The real moment which realised what we see as the novelty of Natural Gate came down to an accidental ‘blip’ where I was lite.  Without this moment, I would have still been scrambling at the drawing board and may have even given up on the project altogether, as with countless other projects in my life.

At the time, I didn’t know what ‘lite’ meant nor was it formulated into a whole sort of philosophy we try to operate by today and spend considerable time refining.  But to understand the moment it ‘clicked,’ we first start with my situation beforehand.

I was working a normal, decent-paying job with benefits and all of that nice stuff.  I also did some consulting work on the side. It was stable and secure… but at the same time somewhat unsatisfying.  I started designing my version of a LPG during this time. I had experimented with the typical LPG circuits, all of which used vactrols.  I realised after a while that it was the vactrol itself that was limiting what could be had.  They were also kind of poor devices - they didn’t 'close' all the way in these circuits, had crazy drift issues, and they really needed to be hand selected. Couple this with their cost and the nasty materials used to make them - they were just something I didn’t want to work with let alone use in anything I made. I even remember my guitar amp days - old Mesa Boogie amplifiers that used them for channel switching… what a mess.  For channel switching in my amplifiers, I would just use some JFETS or any of other number of better engineered solutions.  So why vactrols?! Exactly!  I was never one for tradition and so it was an easy move to try something new.

Tradition!  We do not need so much tradition here, my friends!

And so I started looking at ways to bypass the need to use these devices.  At the time, I was in the depths of how to emulate this device. I didn’t have any strong musical context, nor I hadn’t really asked why I was trying to emulate it in the first place - it was just a matter of replacing it.  And so I tried some analogue methods to create the curves of a vactrol.

Early on, I knew I needed and wanted adjustable decay.  But these first circuits were finicky, didn’t sound quite right, and were always a compromise between long and short decays.  I was stumped and couldn’t think of a better analogue solution. So I then decided to try the digital approach and brute-force it.  After some initial testing we realised that we needed very high resolution and speed to get the detail we needed at the snappy end of the spectrum.  We wrote some software, played with some DACs n Bessel filters, and had some basic thing going. I was again left torn; it didn’t seem to fit the purpose of the device nor was it an elegant solution to me.  So it sat. I was a bit frustrated - yet another design stuck on the bench. It made it even harder to come up with a decent solution. The more I tried, the less I could think clearly. I was grumpy and unpleasant; something I’ve been prone to my whole life and still struggle with today, on occasion.

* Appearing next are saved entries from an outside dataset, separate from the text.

PR #537, opened 2024-01-10
refactor(cardinal): batch send transactions at end of tick

technicallyty:
## Overview

updates cardinal to send the txmap to the base shard at the end of the tick.

also some auxiliary changes to appease the linter. main one was the engine.Tick function being long, so tried to tighten it up.


cardinal/option_test.go
```diff
@@ -1,29 +1,12 @@
...
-
-func (d *DummyAdapter) QueryTransactions(_ context.Context, _ *types.QueryTransactionsRequest,
-) (*types.QueryTransactionsResponse, error) {
-	return nil, errors.New("this function should never get called")
-}
-
 func TestOptionFunctionSignatures(_ *testing.T) {
 	// This test is designed to keep API compatibility. If a compile error happens here it means a function signature to
 	// public facing functions was changed.
-	WithAdapter(&DummyAdapter{})
```
technicallyty, line 26: since adapters are internal, i don't think we need to ensure it's own fn signatures change. so removing this.

technicallyty: nvm just gonna change it to nil

cardinal/ecs/engine.go
```diff
@@ -467,32 +471,36 @@ func (e *Engine) Tick(ctx context.Context) error {
...
 		}
 	}
-	statsd.EmitTickStat(allSystemsStartTime, "all_systems")
+	statsd.EmitTickStat(startTime, "all_systems")
 	if e.eventHub != nil {
-		flushEventHubStartTime := time.Now()
 		// engine can be optionally loaded with or without an eventHub. If there is one, on every tick it must flush events.
 		e.eventHub.FlushEvents()
-		statsd.EmitTickStat(flushEventHubStartTime, "flush_events")
+		statsd.EmitTickStat(time.Now(), "flush_events")
```
jerargus, line 489: EmitTickStat takes the difference between the given time and time.Now and emits the delta as a metric. This is just going to cause every "flush_events" metric to be 0. Same with "finalize" below.

jerargus (approved):

namrapatel (approved):

cardinal/ecs/engine.go
technicallyty: ah okay, will revert. linter was complaining this function is too long. ill find another way to fix

PR #538, opened 2024-01-11
test(cardinal): in tests, run cardinal servers on different ports

jerargus:
Closes: WORLD-664

## Overview

In unit tests, run cardinal servers on separate ports to fix flaky tests.

## Testing and Verifying

In the testutils package, random ports are assigned instead of the default 4040.


technicallyty (approved):
LGTM

PR #545, opened 2024-01-19
revert(nakama): Remove notifications based on match state; notifications using the notifications system is still available

jerargus:
## Overview

Our first method of sending tx receipts to users used the a singleton match to transmit receipts via the game state. This is not the intended use of nakama matches or game state, so this PR removes this feature.

Transaction receipts are still sent to users via nakama's notification system (see notifications.go). The game state version of tx receipts stuck around because DF was using it. Now that DF is past, this feature can be removed.

## Summary by CodeRabbit

- **Refactor**
	- Simplified initialization process by integrating receipt matching logic into the main initialization function.
	
- **Documentation**
	- Corrected a typo in code comments for improved clarity.


pyrofolium (approved):
lgtm

PR #559, opened 2024-01-25
refactor(cardinal): make events work with fiber

pyrofolium:
Closes: WORLD-693

The creation of testfixture caused several bugs to surface related to the creation of multiple eventhubs.


cardinal/events/events.go
```diff
@@ -223,58 +222,29 @@ Loop:
 	eh.running.Store(false)
 }
 
-type webSocketHandler struct {
-	internalServe func(*websocket.Conn) error
-	path          string
-	parentHandler http.Handler
-	upgrader      websocket.Upgrader
-}
+func CreateWebSocketEventHandler(hub EventHub) func(conn *websocket.Conn) {
```
technicallyty, line 225: lets use `New<Type>` for constructors

cardinal/world.go
```diff
@@ -326,9 +327,10 @@ func (w *World) StartGame() error {
 		return err
 	}
 	if !w.instance.DoesEngineHaveAnEventHub() {
-		w.instance.SetEventHub(events.NewWebSocketEventHub())
+		eventHub := events.NewWebSocketEventHub()
+		w.instance.SetEventHub(eventHub)
```
technicallyty, line 331: would it be possible to make it so engine just always has an event hub, so `World` doesn't have to be concnered with that?

cardinal/server/handler/events.go
```diff
@@ -0,0 +1,11 @@
+package handler
+
+import (
+	"github.com/gofiber/contrib/websocket"
+	"github.com/gofiber/fiber/v2"
+	"pkg.world.dev/world-engine/cardinal/events"
+)
+
+func WebSocketEvents(hub events.EventHub) (func(*fiber.Ctx) error, func(*fiber.Ctx) error) {
```
namrapatel, line 9: This is a simple function, it can be read, and understood after some investigation, but I still think we should rename it to something better. Looks like it returns an upgrader/handler combo?

cardinal/server/server.go
```diff
@@ -144,6 +146,11 @@ func setupRoutes(app *fiber.App, engine *ecs.Engine, cfg Config) {
 		msgs[msg.Group()][msg.Name()] = msg
 	}
 
+	// Route: /events/
+	websocketUpgrader, websocketHandler := handler.WebSocketEvents(eventHub)
+	app.Use("/events", websocketUpgrader)
```
namrapatel, line 151: For the sake of my understanding, is basically saying that we use the upgrader for everything other than GET requests to `/events`?

cardinal/events/events.go
```diff
@@ -295,12 +265,11 @@ func WebSocketEchoHandler(ws *websocket.Conn) error {
 	}
 }
 
-func sendError(w http.ResponseWriter, erisError error) error {
-	w.Header().Set("Content-Type", "application/json")
-	w.WriteHeader(http.StatusInternalServerError)
-	err := json.NewEncoder(w).Encode(eris.ToJSON(erisError, true))
-	if err != nil {
-		return eris.Wrap(err, "")
+func FiberWebSocketUpgrader(c *fiber.Ctx) error {
```
namrapatel, line 268: nit: I prefer `WebSocketUpgrader` to `FiberWebSocketUpgrader`

namrapatel: nit: Also would be good to rename `WebSocketEchoHandler` to `WebSocketHandler` while we're at it?

cardinal/world.go
pyrofolium: No. You have to emit events in a system through world context. So engine must know what an event hub is. 

Then the server layer emits the events to the users through fiber. So Server needs to know about eventhub. 

eventHub has to live as a 3rd entity: Server, Engine, EventHub. It really depends on how you organize it. If Server, owns engine, then it doesn't explicitly need an event hub it just uses engine and vice versa.

As a package anything can own events. You can put it under server or engine or even outside of cardinal.

technicallyty: What im saying is - is it possible for `engine` to _always_ have an event hub, so the world doesn't have to configure one for it?

cardinal/server/handler/events.go
pyrofolium: I would personally name it `NewWebSocketUpgraderAndHandlerFunctions` but I named it like the above to cater to the convention here.

cardinal/server/server.go
pyrofolium: The api is not clear here. This is what they did in the docs. 

Basically there's two parts of a websocket connection. The http connection and then an upgrade to websockets. The way fiber does it is via context.Next(). Within the upgrader it will pass it along to the websocket handler. Why it's Use and Get is because the api designers decided to do it this way. It's an arbitrary decision from them. Likely done to make it fit the shape of existing methods and type checks.

cardinal/events/events.go
pyrofolium: The echo handler is the term for echoing a message. I can get rid of Fiber, I don't care.

cardinal/server/handler/events.go
pyrofolium: This function isn't explicitly required either I can just pass the functions from the library directly. It's done in attempt to mimic the existing patterns.

cardinal/world.go
pyrofolium: sure but this is a new design direction. I would say it shouldn't be related to this PR. 

I am slightly against this though because eventHub is an interface. There can be multiple implementations and thus it's required to be "injected" in. If it "always" has it it will "always" have one implementation.

technicallyty: no, because you still run the options, allowing different event hubs to be passed in. if no option is passed in, default to websockets, exactly as you have above. but instead of making the `World` object responsible for the default, just do it in `Engine`.

```go
	for _, opt := range opts {
		opt(e)
	}
	if e.receiptHistory == nil {
		e.receiptHistory = receipt.NewHistory(e.CurrentTick(), defaultReceiptHistorySize)
	}
	if e.eventHub == nil {
		e.eventHub = events.NewWebSocketEventHub()
	}
```

technicallyty: this will allow you to get rid of the `DoesEngineHaveAnEventHub` method as well

cardinal/events/events.go
namrapatel: Note the names that you are using on like 150 of `cardinal/server/server.go`, just a simple wsUpgrader and a wsHandler, I like those and think these fns should be the same imo

```
websocketUpgrader, websocketHandler := handler.WebSocketEvents(eventHub)
```

cardinal/world.go
namrapatel: I'm also in favour of what Tyler is suggesting, seems to make sense to me, indifferent which PR it happens in but seems like it is small enough to fit in this one if you want to

cardinal/server/handler/events.go
namrapatel: Read the code a bit more, I see what you're doing, seems like there are a couple other options but this is no biggie, I'll resolve the comment

cardinal/events/events.go
pyrofolium: websocketEchoHandler is different. The purpose is to handle a websocket connection by echoing an incoming message back to the sender. It's not used as part of cardinal. It was originally placed there as a test. It's used to test and maintain the semantics of the websocket.Connection api.

cardinal/world.go
pyrofolium: Let's move it to another PR. These function were in there originally.

technicallyty: https://linear.app/arguslabs/issue/WORLD-750/make-engine-responsible-for-defaulting-eventhub

pyrofolium: > I'm also in favour of what Tyler is suggesting, seems to make sense to me, indifferent which PR it happens in but seems like it is small enough to fit in this one if you want to

SetEventHub and DoesEngineHaveAnEventHub and the whole thing was designed to have Dependency injection. These were all originally there and unrelated to this PR. We should move away from piggy backing changes into every PR because that's what leads to stuff like this server refactor side branch where just too much stuff gets into a single PR that it becomes buggy and nobody really does a thorough review of it. 

This PR is a PR into another giant feature branch that 3 people picked up and applied changes to. Then on top of that we have even more changes concurrently going into main as we speak. it's huge enough already.

PR #561, opened 2024-01-25
refactor(cardinal): make Engine responsible for defaulting the EventHub

technicallyty:
## Overview

previously, World would be responsible for setting up the event hub if engine didn't have one. this PR moves the responsibility to engine.


pyrofolium (approved):
lgtm

namrapatel (approved):

PR #680, opened 2024-03-14
chore: fix issue with 'make rollup' leaving celestia-devnet container running

heronimus:
Closes: WORLD-880

## Overview

- On `make rollup` action, the `celestia_devnet` container leaves running after the interrupt action (ctrl+c) because it started on a separate action (`scripts/start-celestia-devnet.sh`) using `--detach` mode.

## Brief Changelog

- makefiles: use bash `trap` command, to catch exit and run `docker compose down chain celestia-devnet` to properly remove the `celestia_devnet` container & compose networks.

## Testing and Verifying

- run: `make rollup`
- interrupt & exit the running process with ctrl+c
- check `docker ps` and verify there's no `celestia_devnet` container running

image
^^ last log shows it properly remove both evm_base_shard & celestia_devnet container and compose networks.


makefiles/build.mk
```diff
@@ -11,6 +13,7 @@ start-evm:
 
 rollup:
 	@. ${CURDIR}/evm/scripts/start-celestia-devnet.sh && \
+	trap 'docker compose down chain celestia-devnet' EXIT; \
```
jerargus, line 16: Running your test instructions didn't seem to work.

I see the error `unknown command "chain" for "docker compose down"`. I think the `docker-compose down` doesn't actually take the list of containers... which seems at odds with the documentation here: https://docs.docker.com/reference/cli/docker/compose/down/. 

I'm on `Docker Compose version v2.17.3`

I think you either want to 1) use `docker compose down` to stop all containers or 2) use `docker compose stop chain celestia-devnet`

heronimus: @jerargus Yes, I just found out that the feature to selectively 'compose down' a service was only introduced after Docker v2.19.x (https://github.com/docker/compose/pull/10552). Currently, I'm running v2.24.x on my machine. 

I think it's fine to just tear down all the services with `docker compose down` for broader compatibility with older Docker versions, it will have same behaviour since the container running on `make rollup` is only chain & celestia-devnet anyway. Also, I'm avoiding `docker compose stop` as it still leaves the container there in a "stopped" status.

heronimus: I've just push the update. Thanks for pointing it out!

technicallyty (approved):
LGTM - tested locally.

makefiles/build.mk
jerargus: 👍 I'll update docker on my end as well.

jerargus (approved):

PR #696, opened 2024-03-20
feat(cardinal): use uuid instead of ints for entity id. DRAFT proposal 

pyrofolium:
Closes: WORLD-798

Replaces entity ids with uuids. 

The problem is in `TestFinalizeTickPerformanceIsConsistent`

Performance profile will change. ints are just that much more performant. Please write your opinion here. 

Note this is not ready for merging. This draft is to demonstrate the consequences of a uuid change on the test mentioned above. 

link to relevant slack conversation with Jeremy's requested distribution graphs:

https://argus-labs.slack.com/archives/C03G859K5TQ/p1710962088523289

@jerargus please list your thoughts here as well ^^


pyrofolium:
image
Above is the histogram of memory allocation when running `createAndFinalizeEntities` 100 times in `TestFinalizeTickPerformanceIsConsistent`

image
Above is the histogram for the time duration when running `createAndFinalizeEntities` 100 times in `TestFinalizeTickPerformanceIsConsistent`

Basically the data aligns with the intuition and logic. Strings have more varied allocation profiles and the duration is slightly slower as a result. My recommendation and vote is to just move forward with it as the main cost is the duration 

@jerargus and anyone else please comment with

pyrofolium:
> i say we punt this

Yeah I'm fine with this.

jerargus:
I'm fine with skipping this for now. If/when we do implement it we should keep that "TestFinalizeTickPerformanceIsConsistent" test, but with relaxed performance requirements to reflect the variable nature of string allocations. 

I think the initial reason for the test was because a bug in our storage code was never actually freeing up resources between ticks, and we were not only saving newly created entities, but also every single  entity that was ever created since the start of the cardinal process. This concern doesn't go away with the switch from int ids to string ids.

pyrofolium:
> I'm fine with skipping this for now. If/when we do implement it we should keep that "TestFinalizeTickPerformanceIsConsistent" test, but with relaxed performance requirements to reflect the variable nature of string allocations.
> 
> I think the initial reason for the test was because a bug in our storage code was never actually freeing up resources between ticks, and we were not only saving newly created entities, but also every single entity that was ever created since the start of the cardinal process. This concern doesn't go away with the switch from int ids to string ids.

I'm ok with this too.

pyrofolium:
Looks like everyone is in agreement to skip this.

At the same time, I was spending my entire day doing something that I didn’t really want to be doing any more.  I was bored and stale. I wasn’t being challenged and yet I had no energy to take on my own challenges. I couldn’t think clearly.  And so at some point, you get fed up enough (if you are paying at least some attention) that you decide to do something drastic. And that was to resign.  I’d talked about quitting for a long time but the comforts seemed to keep that thought far in the background. But this time was different and I was ready. I had another path and I was ready to take the plunge.  I sent in my resignation letter and that was that. Many people thought I was crazy or there was something wrong with me for leaving. This time, however, I decided not to listen and carried through with my plan.  And so my new journey had begun! Now I could finally devote *all* of my time and energy into something instead of having to piece it together here and there. It was a very unsure time and I would be lying if I said I wasn’t afraid of the unknowns ahead.  But the decision was made and it was time to GO.